**Exercise:** Go line by line through the listing below and copy those that hold "tiles".

**Information supplied:**
□ □ □ □ □ □ □

PR #1443, opened 2023-11-27
Capture service worker intercepted requests

nilshah98:
**Changes**:
- [x] Added `captureMockedServiceWorker` flag under `discovery` for capturing service worker requests
- [x]  Set `bypass: false` for `Network.setBypassServiceWorker`  so that service-worker controller can be added and we can access the MSW mocks customer has added.
- [x] Added `serviceWorker` parameter, to handleRequests that are not intercepted _(since service worker intercepted and will resolve them)_

**Detailed Changes & Reasoning**:
- Added `Network.setBypassServiceWorker` to `bypass: false` so that we can add service-worker controller and access service worker that mocks customer's data.
- Initially tried to access service-worker requests using `Network.getResponseBody`, but over here `body` is returned as `""` _(empty string)_ randomly.
- - Tried to look on the internet about why this happens, but no luck :(
- Finally, decided to call `Network.getResponseBody` on the original request which service-worker intercepted.
- - `Network.getResponseBody` is same as what appears in the `Response` tab in Network section in devtools.
- - For requests that were intercepted by service-worker, the `Response` tab is **always** populated.
- - But the service-worker which makes the request upstream or returns mocked data randomly returns `body: ""` when `Network.getResponseBody` is called on it.
- - Hence, relying on calling `Network.getResponseBody` on the original request itself.

**Related PRs**:
https://github.com/percy/percy-storybook/pull/845

### DIFF
--- a/packages/core/src/discovery.js
+++ b/packages/core/src/discovery.js
@@ -52,6 +52,7 @@ function debugSnapshotOptions(snapshot) {
   debugProp(snapshot, 'discovery.requestHeaders', JSON.stringify);
   debugProp(snapshot, 'discovery.authorization', JSON.stringify);
   debugProp(snapshot, 'discovery.disableCache');
+  debugProp(snapshot, 'discovery.captureServiceWorker');
   debugProp(snapshot, 'discovery.userAgent');
   debugProp(snapshot, 'clientInfo');
   debugProp(snapshot, 'environmentInfo');
--- a/packages/core/src/discovery.js
+++ b/packages/core/src/discovery.js
@@ -289,6 +289,7 @@ export function createDiscoveryQueue(percy) {
         requestHeaders: snapshot.discovery.requestHeaders,
         authorization: snapshot.discovery.authorization,
         userAgent: snapshot.discovery.userAgent,
+        captureServiceWorker: snapshot.discovery.captureServiceWorker,
         meta: snapshot.meta,
 
         // enable network inteception
--- a/packages/core/src/discovery.js
+++ b/packages/core/src/discovery.js
@@ -52,7 +52,7 @@ function debugSnapshotOptions(snapshot) {
   debugProp(snapshot, 'discovery.requestHeaders', JSON.stringify);
   debugProp(snapshot, 'discovery.authorization', JSON.stringify);
   debugProp(snapshot, 'discovery.disableCache');
-  debugProp(snapshot, 'discovery.captureServiceWorker');
+  debugProp(snapshot, 'discovery.captureMockedServiceWorker');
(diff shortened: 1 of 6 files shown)


packages/core/src/discovery.js
```diff
@@ -288,6 +289,7 @@ export function createDiscoveryQueue(percy) {
         requestHeaders: snapshot.discovery.requestHeaders,
         authorization: snapshot.discovery.authorization,
         userAgent: snapshot.discovery.userAgent,
+        captureServiceWorker: snapshot.discovery.captureServiceWorker,
```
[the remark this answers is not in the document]
itsjwala: `snapshot.discovery.captureServiceWorker` will contain global value if, can you verify once?

packages/core/src/snapshot.js
```diff
@@ -114,6 +114,7 @@ function getSnapshotOptions(options, { config, meta }) {
       requestHeaders: config.discovery.requestHeaders,
       authorization: config.discovery.authorization,
       disableCache: config.discovery.disableCache,
+      captureServiceWorker: config.discovery.captureServiceWorker,
```
itsjwala, line 117: okay we're overriding it here so no issues.

itsjwala (commented):
can you link locking CLI pr?

nilshah98:
> can you link locking CLI pr?

The base branch for this one is https://github.com/percy/cli/tree/refactor-network-js.
Hence, for merging as well, the PR is created for merging into https://github.com/percy/cli/tree/refactor-network-js.

packages/core/test/discovery.test.js
```diff
@@ -1970,4 +1970,68 @@ describe('Discovery', () => {
...
+        event.waitUntil(clients.claim());
+      });
+      `]);
+
+      server.reply('/app.js', () => [200, 'text/javascript', dedent`
+      const registerServiceWorker = async () => {
+        await navigator.serviceWorker.register('sw.js',{ scope: './', });
+      };
+      
+      await registerServiceWorker();
```
ninadbstack, line 1996: didnt know we can call await in base js context

nilshah98: The script declaration is done as -
```html
    <script type="module" src="app.js"></script>
```

Here, `type="module"` allows for using `await` at top-level.
If we remove `type="module"` it throws error as -

`Uncaught SyntaxError: await is only valid in async functions and the top level bodies of modules (at app.js:5:1)`

ninadbstack: Oh nice, did not know this :P

ninadbstack (approved):

PR #1447, opened 2023-11-28
Added support to set network interface to bind

ninadbstack:


itsjwala (approved):

misterrick:
@itsjwala @ninadbstack Just a heads up that the change from `localhost` to `0.0.0.0` broke our CI pipeline. Maybe the default should be kept as `localhost` or this should have been published as a breaking change. We've fixed it for now by adding `PERCY_SERVER_HOST=localhost`, but this may affect others, too.

PR #1458, opened 2023-12-08
Add support for Scrollable single element screenshot

chinmay-browserstack:
Added new option scope-options in which user can pass scroll: true/false to take scrollable single element screenshot properly

### DIFF
--- a/packages/client/src/client.js
+++ b/packages/client/src/client.js
@@ -300,6 +300,7 @@ export class PercyClient {
     name,
     widths,
     scope,
+    scopeOptions,
     minHeight,
     enableJavaScript,
     enableLayout,
@@ -329,6 +330,7 @@ export class PercyClient {
           name: name || null,
           widths: widths || null,
           scope: scope || null,
+          'scope-options': scopeOptions || {},
           'minimum-height': minHeight || null,
           'enable-javascript': enableJavaScript || null,
           'enable-layout': enableLayout || false
--- a/packages/core/src/config.js
+++ b/packages/core/src/config.js
@@ -253,13 +253,7 @@ export const snapshotSchema = {
         domTransformation: { $ref: '/config/snapshot#/properties/domTransformation' },
         enableLayout: { $ref: '/config/snapshot#/properties/enableLayout' },
         reshuffleInvalidTags: { $ref: '/config/snapshot#/properties/reshuffleInvalidTags' },
-        scopeOptions: {
-          type: 'object',
-          additionalProperties: false,
-          properties: {
-            scroll: { $ref: '/config/snapshot#/properties/scopeOptions/properties/scroll' }
-          }
-        },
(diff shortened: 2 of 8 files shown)


packages/core/src/config.js
```diff
@@ -59,6 +59,15 @@ export const configSchema = {
       scope: {
         type: 'string'
       },
+      scopeOptions: {
+        type: 'object',
```
ninadbstack, line 63: For all objects we should define valid keys for the same, so that users can understand if they have typos

chinmay-browserstack: This are valid keys for given option https://github.com/percy/cli/pull/1458/files#diff-e7c1269ddb64f1de14c2c79cac204c16cfc3f8d8535512d218f8e4ad8efc63b6R66-R68. anything else need to be added?

packages/core/src/config.js
```diff
@@ -59,6 +59,15 @@ export const configSchema = {
...
+        additionalProperties: false,
+        properties: {
+          scroll: {
+            type: 'boolean'
```
itsjwala, line 67: can you update typescript definition index.ts?

packages/core/src/config.js
```diff
@@ -59,6 +59,15 @@ export const configSchema = {
...
+          }
+        }
+      },
```
itsjwala, line 70: add specs for same, with and without this config.

packages/core/src/discovery.js
```diff
@@ -42,6 +42,7 @@ function debugSnapshotOptions(snapshot) {
   debugProp(snapshot, 'deviceScaleFactor');
   debugProp(snapshot, 'waitForTimeout');
   debugProp(snapshot, 'waitForSelector');
+  debugProp(snapshot, 'scopeOptions.scroll');
```
itsjwala, line 45: update specs

packages/client/src/client.js
```diff
@@ -329,6 +330,7 @@ export class PercyClient {
           name: name || null,
           widths: widths || null,
           scope: scope || null,
+          'scope-options': scopeOptions || {},
```
itsjwala, line 333: add specs when value given

packages/core/src/config.js
```diff
@@ -244,6 +253,13 @@ export const snapshotSchema = {
         domTransformation: { $ref: '/config/snapshot#/properties/domTransformation' },
         enableLayout: { $ref: '/config/snapshot#/properties/enableLayout' },
         reshuffleInvalidTags: { $ref: '/config/snapshot#/properties/reshuffleInvalidTags' },
+        scopeOptions: {
```
itsjwala, line 256: it would have same definition as L62 ( make it similar to above lines)

chinmay-browserstack: It is same, and this is how it is defined for other properties

itsjwala (approved):
we'll check test failure separately as its not related to this PR, merging to unblock

PR #1466, opened 2023-12-14
Fixing ignoreRegions for POA Full Page

rishigupta1599:
Refactoring code to support ignoreRegions for Full Page Screenshot.
In full page screenshot Webpage can be at any scrolling state like (x,y), but the screenshot comes from the top (0,0), in that case proper scrolling factor need to be added in coordinates to get them wrt top of the DOM.

### DIFF
--- a/packages/webdriver-utils/src/providers/genericProvider.js
+++ b/packages/webdriver-utils/src/providers/genericProvider.js
@@ -69,11 +69,15 @@ export default class GenericProvider {
     }
   }
 
+  isIOS() {
+    return this.currentTag?.osName === 'iOS';
+  }
+
   async getScrollDetails() {
     return await this.driver.executeScript({ script: 'return [parseInt(window.scrollX), parseInt(window.scrollY)];', args: [] });
   }
 
-  async getInitialScrollPosition() {
+  async getInitialScrollLocation() {
     if (this.initialScrollLocation) {
       return this.initialScrollLocation;
     }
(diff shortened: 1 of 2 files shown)


packages/webdriver-utils/src/providers/genericProvider.js
```diff
@@ -69,15 +69,27 @@ export default class GenericProvider {
     }
   }
 
+  async getScrollDetails() {
+    return await this.driver.executeScript({ script: 'return [parseInt(window.scrollX), parseInt(window.scrollY)];', args: [] });
+  }
+
+  async getInitialScrollFactor() {
```
ninadbstack, line 76: why are we calling it scroll factor ? factor is usually ratio right ? we are just storing initial scroll location

rishigupta1599: Done changed name to getInitialScrollLocation

packages/webdriver-utils/src/providers/genericProvider.js
```diff
@@ -69,15 +69,27 @@ export default class GenericProvider {
...
+  }
+
   async getInitialPosition() {
     if (this.currentTag.osName === 'iOS') {
-      this.initialScrollFactor = await this.driver.executeScript({ script: 'return [parseInt(window.scrollX), parseInt(window.scrollY)];', args: [] });
+      this.initialScrollLocation = await this.getInitialScrollPosition();
     }
   }
 
-  async scrollToInitialPosition(x, y) {
```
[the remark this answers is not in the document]
rishigupta1599: Done

ninadbstack (approved):

PR #1478, opened 2023-12-22
✨ Add file size logging for tiles and resources

itsjwala:
* Adds logs of following format for `resources` and `tiles` upload endpoints. 

```
[percy:client] Uploading 692B resource:
```

* Note: it logs file size post `base64` encoding is done, which is 30% increase in file size.
* we've `25mb` file size per resource limit restriction so this log line will further help in identifying the slow uploading resource.

### DIFF
--- a/packages/client/src/client.js
+++ b/packages/client/src/client.js
@@ -274,6 +274,7 @@ export class PercyClient {
     let encodedContent = base64encode(content);
 
     this.log.debug(`Uploading ${formatBytes(encodedContent.length)} resource: ${url}...`);
+    this.mayBeLogUploadSize(encodedContent.length);
 
     return this.post(`builds/${buildId}/resources`, {
       data: {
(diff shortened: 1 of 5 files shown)


packages/client/src/client.js
```diff
@@ -269,15 +270,17 @@ export class PercyClient {
   // created from `content` if one is not provided.
   async uploadResource(buildId, { url, sha, filepath, content } = {}) {
     validateId('build', buildId);
-    this.log.debug(`Uploading resource: ${url}...`);
     if (filepath) content = await fs.promises.readFile(filepath);
+    let encodedContent = base64encode(content);
+
+    this.log.debug(`Uploading ${formatBytes(encodedContent.length)} resource: ${url}...`);
```
ninadbstack, line 276: Can we also add a warning if this is over 20MB and an error text warning if its over 25M?

prklm10 (approved):
lgtm 👍🏼

prklm10 (approved):

packages/client/src/client.js
itsjwala: added

PR #1491, opened 2015-01-28
Fix #1463 - Include :: Multi-level include doesn't work with collections...

### LINKED ISSUE #1463: Include :: Multi-level include doesn't work with collections of type List<T> etc (incorrect overload of Include chosen by compiler)
Repro:

```

    public class Customer
    {
        public int Id { get; set; }
        public List<Order> Orders { get; set; }
    }

    public class Order
    {
        public int Id { get; set; }
        public List<OrderLine> OrderLines { get; set; }
    }

    public class OrderLine
    {
        public int Id { get; set; }
    }

    {
        public DbSet<Customer> Customers { get; set; }

        {
            modelBuilder.Entity<Customer>().HasMany(c => c.Orders);
            modelBuilder.Entity<Order>().HasMany(o => o.OrderLines);
        }

        {
            options.UseSqlServer(new SqlConnectionStringBuilder { DataSource = ".", InitialCatalog = "Repro1463", MultipleActiveResultSets = true, IntegratedSecurity = true }.ToString());
        }
    }

    class Program
    {
        {
            {
                ctx.Database.EnsureCreated();
                
                // won't compile
                ctx.Customers.Include(c => c.Orders).ThenInclude(o => o.OrderLines);
            }
        }
    }

```

anpete:
... of type List<T> etc (incorrect overload of Include chosen by compiler)

Implemented solution proposed by @divega in bug discussion.

### DIFF
--- a/src/EntityFramework.Core/Extensions/QueryableExtensions.cs
+++ b/src/EntityFramework.Core/Extensions/QueryableExtensions.cs
@@ -1,6 +1,7 @@
 // Copyright (c) Microsoft Open Technologies, Inc. All rights reserved.
 // Licensed under the Apache License, Version 2.0. See License.txt in the project root for license information.
 
+using System.Collections;
 using System.Collections.Generic;
 using System.Linq.Expressions;
 using System.Reflection;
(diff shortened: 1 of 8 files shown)


test/EntityFramework.Core.FunctionalTests/IncludeAsyncTestBase.cs
```diff
@@ -575,21 +577,6 @@ var order
         }
 
         [Fact]
-        public virtual async Task Include_multi_level_reference_then_include_collection_predicate()
```
maumar: It would be good to convert those tests into what would they look in the new API

src/EntityFramework.Core/Extensions/QueryableExtensions.cs
```diff
@@ -1310,75 +1311,59 @@ public static class QueryableExtensions
...
         }
 
         public static readonly MethodInfo ThenIncludeMethodInfo
             = typeof(QueryableExtensions)
                 .GetTypeInfo().GetDeclaredMethods("ThenInclude")
-                .Single(mi => mi.GetParameters().Any(pi => pi.Name == "navigationPropertyPath"));
+                .Single();
 
         public static IIncludableQueryable<TEntity, TProperty> ThenInclude<TEntity, TPreviousProperty, TProperty>(
-            [NotNull] this IIncludableQueryable<TEntity, TPreviousProperty> source,
```
divega: If I am interpreting the code correctly with the removal of this overload you can now only use `ThenInclude()` after an `Include()` that landed on a collection (i.e. the new overload). I am tweaking my mental model to something like this: "dot through" the navigation property path that you want inside the `Include()` method but collections will disrupt the path so you can use `ThenInclude()` as a way to escape them. 

E.g. you can now do this:

``` C#
orders.Include(c => c.OrderLines).ThenInclude(ol => o.Product.Category)
```

But you cannot longer do this:
``` C#
orders.Include(c => c.OrderLines).ThenInclude(ol => o.Product).ThenInclude(p=> p.Category)
```
Personally I like the approach better (I especially like that the superfluous versions of `ThenInclude()` won't be offered by Intellisense anymore) but I would like others to be able to chime in /cc @ajcvickers @rowanmiller

anpete: Correct. As I understood it, that was a constraint of your proposal, but I am happy to be wrong about that :-)

test/EntityFramework.Core.FunctionalTests/IncludeAsyncTestBase.cs
anpete: I had versions of those already :-)

src/EntityFramework.Core/Extensions/QueryableExtensions.cs
divega: The new overload worked alongside the existing ones when when I tried (i.e. they didn't seem to confuse the compiler), although the one that landed on a collection was definitively redundant.  Let's chat about the pros and cons.

anpete: I don't mind either way.

ajcvickers: I prefer to use either Include/ThenInclude consistently for any kind of navigation property, rather than using dotting sometimes and then dropping out to ThenInclude when I can't dot. But if others think that ThenInclude should only be used for dropping out, then I won't push back.

maumar: I prefer using Include/ThenInclude for references as well - seems more consistent and (from testing perspective) more composable.

anpete: Going to start without the other overload but will consider adding if we get feedback on it.

ajcvickers: @anpete I would really like to here what @rowanmiller thinks.

anpete: That's fine. I will check this in but am happy to send another PR if required.

PR #1492, opened 2015-01-28
Enforce name=xyz syntax for named connection strings

### LINKED ISSUE #1480: Enforce "name=xyz" syntax for named connection strings in configuration
Per #1391 we decided to stop using `"ConnectionStringKey" : "xyz"` as a way to specify that the actual connection string is defined in a configuration key `"xyz"`. We started supporting the form `"ConnectionString" : "name=xyz"` instead. But as a consequence of adopting parts of the EF6 implementation we also started supporting the form `"ConnectionString" : "xyz"` (i.e. given any "xyz" string that does not contain an equals sign we assume it is a configuration key that needs to be dereferenced to obtain the actual connection string). 

After discussing with @rowanmiller we decided that we should remove support for the latter since:

1. We want to keep the number of rules customers need to understand to the minimum 
2. We don't really need yet another way of configuring a connection string
3. In the future we may potentially support other kinds of connection strings which may not contain equal signs and which however are not configuration keys, e.g. hypothetically some non-relational store could use a URI as its connection string. When we do so it would be nice if we didn't need to special case such store (or relational, or any particular kind of store) and that we could instead have a single version of this code reading all sorts of connection strings from configuration across all kinds of databases.

smitpatel:
This enforces that named connection strings must start with name (removing trailing white spaces & case-insensitive) and must contain exactly 1 '=' sign.
fixes #1480

### DIFF
--- a/src/EntityFramework.Core/Infrastructure/DbContextOptionsParser.cs
+++ b/src/EntityFramework.Core/Infrastructure/DbContextOptionsParser.cs
@@ -67,23 +67,19 @@ namespace Microsoft.Data.Entity.Infrastructure
 
                 if (key.Equals(ConnectionStringKey, StringComparison.OrdinalIgnoreCase))
                 {
-                    var redirectionKey = string.Empty;
                     // Check if the value is redirection to other key
                     var firstequals = value.IndexOf('=');
-                    if (firstequals < 0)
-                    {
-                        redirectionKey = value;
-                    }
-                    else if ((value.IndexOf('=', firstequals + 1) < 0)
+                    if ((firstequals > 0)
+                        && (value.IndexOf('=', firstequals + 1) < 0)
                         && (value.Substring(0, firstequals).Trim().Equals(
-                          "name", StringComparison.OrdinalIgnoreCase)))
+                            "name", StringComparison.OrdinalIgnoreCase)))
                     {
-                        redirectionKey = value.Substring(firstequals + 1).Trim();
-                    }
-
-                    if (!string.IsNullOrEmpty(redirectionKey) && !configuration.TryGet(redirectionKey, out value))
-                    {
-                        throw new InvalidOperationException(Strings.ConnectionStringNotFound(redirectionKey));
+                        var redirectionKey = value.Substring(firstequals + 1).Trim();
+                        if (string.IsNullOrEmpty(redirectionKey)
+                            || !configuration.TryGet(redirectionKey, out value))
+                        {
+                            throw new InvalidOperationException(Strings.ConnectionStringNotFound(redirectionKey));
+                        }
                     }
                 }
 
--- a/test/EntityFramework.Core.Tests/DbContextOptionsParserTest.cs
+++ b/test/EntityFramework.Core.Tests/DbContextOptionsParserTest.cs
@@ -20,14 +20,14 @@ namespace Microsoft.Data.Entity.Tests
                 {
                     new MemoryConfigurationSource
                         {
-                            { "EntityFramework:" + typeof(MyContext).Name + ":ConnectionString", "Data Source=MyConnectionString" }
+                            { "EntityFramework:" + typeof(MyContext).Name + ":ConnectionString", "MyConnectionString" }
                         }
                 };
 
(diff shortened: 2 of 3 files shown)


test/EntityFramework.Core.Tests/DbContextOptionsParserTest.cs
```diff
@@ -20,14 +20,14 @@ public void Connection_string_is_found_using_context_name()
                 {
                     new MemoryConfigurationSource
                         {
-                            { "EntityFramework:" + typeof(MyContext).Name + ":ConnectionString", "Data Source=MyConnectionString" }
+                            { "EntityFramework:" + typeof(MyContext).Name + ":ConnectionString", "MyConnectionString" }
```
ajcvickers: I don't really understand why these tests were changed. Can you explain?

smitpatel: These changes are not necessary. Previously it was "MyConnectionString" only.
When changes according to EF6 were brought in, it started assuming value without '=' sign as named connection string (which we are removing here). So it was changed to "Data Source=MyConnectionString".

ajcvickers: Okay, so we still have tests for the case where there is no indirection? That is, one "=" but not preceded by "name", and multiple "="s, one of which may or may not be "name"?

smitpatel: I have added tests for all possible combinations.

src/EntityFramework.Core/Infrastructure/DbContextOptionsParser.cs
```diff
@@ -67,23 +67,19 @@ public class DbContextOptionsParser
...
-
-                    if (!string.IsNullOrEmpty(redirectionKey) && !configuration.TryGet(redirectionKey, out value))
+                            "name", StringComparison.OrdinalIgnoreCase)))
                     {
-                        throw new InvalidOperationException(Strings.ConnectionStringNotFound(redirectionKey));
+                        var redirectionKey = value.Substring(firstequals + 1).Trim();
+                        if (string.IsNullOrEmpty(redirectionKey)
+                            || !configuration.TryGet(redirectionKey, out value))
+                        {
+                            throw new InvalidOperationException(Strings.ConnectionStringNotFound(redirectionKey));
```
smitpatel: @ajcvickers - should we throw different exception is the connection string is like "name=". In such case we look for empty key in configuration.

test/EntityFramework.Core.Tests/DbContextOptionsParserTest.cs
```diff
@@ -136,43 +136,78 @@ public void Indirect_connection_string_is_read_removing_whitespaces()
...
             var rawOptions = new DbContextOptionsParser().ReadRawOptions(config, typeof(MyContext), new Dictionary<string, string>(StringComparer.OrdinalIgnoreCase));
 
             Assert.Equal(1, rawOptions.Count);
-            Assert.Equal("Data Source=MyConnectionString", rawOptions["ConnectionString"]);
+            Assert.Equal("Name=Data:DefaultConnection:ConnectionString;Key=Value", rawOptions["ConnectionString"]);
         }
 
         [Fact]
-        public void Indirect_connection_string_must_have_only_one_equal_sign()
+        public void Indirect_connection_string_must_start_with_name_1()
```
smitpatel: @ajcvickers  This test and next 3 are verifying behavior when connection string doesn't start with "name=".
Suggestion for test names?

src/EntityFramework.Core/Infrastructure/DbContextOptionsParser.cs
ajcvickers: I don't think it is necessary to have a different exception.

test/EntityFramework.Core.Tests/DbContextOptionsParserTest.cs
ajcvickers: It seems like these are not "indirect" connection strings. These are three cases where having an equal sign in the string does not cause redirection to happen.  The first is a single key/value pair. The second is a string starting with "=" and the third is just a single "=". Does that help with naming?

ajcvickers:
:shipit:

PR #1494, opened 2015-01-28
fix to issue #1457 - "ExecuteReader requires an open and available Connection" thrown when trying to execute a query after a failed query executed before

maumar:
Problem was that in some cases we would try to close connection more times than we tried to open it. This would result in a corrupted state that would prevent opening the connection by subsequent queries.
This could happen in case of multi-level include. During that scenario we create multiple queries (data readers) and combine their results together in the end. Once data is retrieved there is a cleanup code that disposes of the participating enumerators.
However, if one of the queries throw or at some point during Include chain there is no more data (i.e. collection is empty) - it is possible that not all readers will be used, and therefore connection will be opened fewer times than assumed.
Cleanup code was trying to close connection once per expected reader, regardless of whether it was being used or not - which lead to this bug.

Fix is to only attempt to close connection if the associated reader has been used. Additionally I made QueryingEnumerable.Dispose() method idempotent.

### DIFF
--- a/src/EntityFramework.Relational/Query/AsyncQueryingEnumerable.cs
+++ b/src/EntityFramework.Relational/Query/AsyncQueryingEnumerable.cs
@@ -45,7 +45,6 @@ namespace Microsoft.Data.Entity.Relational.Query
         {
             private readonly AsyncQueryingEnumerable<T> _enumerable;
 
-            private DbCommand _command;
             private DbDataReader _reader;
 
             private T _current;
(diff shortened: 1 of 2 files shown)


maumar:
@anpete - same thing as before, incorporated CR feedback, build is passing

anpete:
:shipit:

maumar:
merged - c568126519d9434a2bc895962c0f3f89b866638f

□ □ □ □ □ □ □

**Response box:**
✨ Add file size logging for tiles and resources
* Adds logs of following format for `resources` and `tiles` upload endpoints. 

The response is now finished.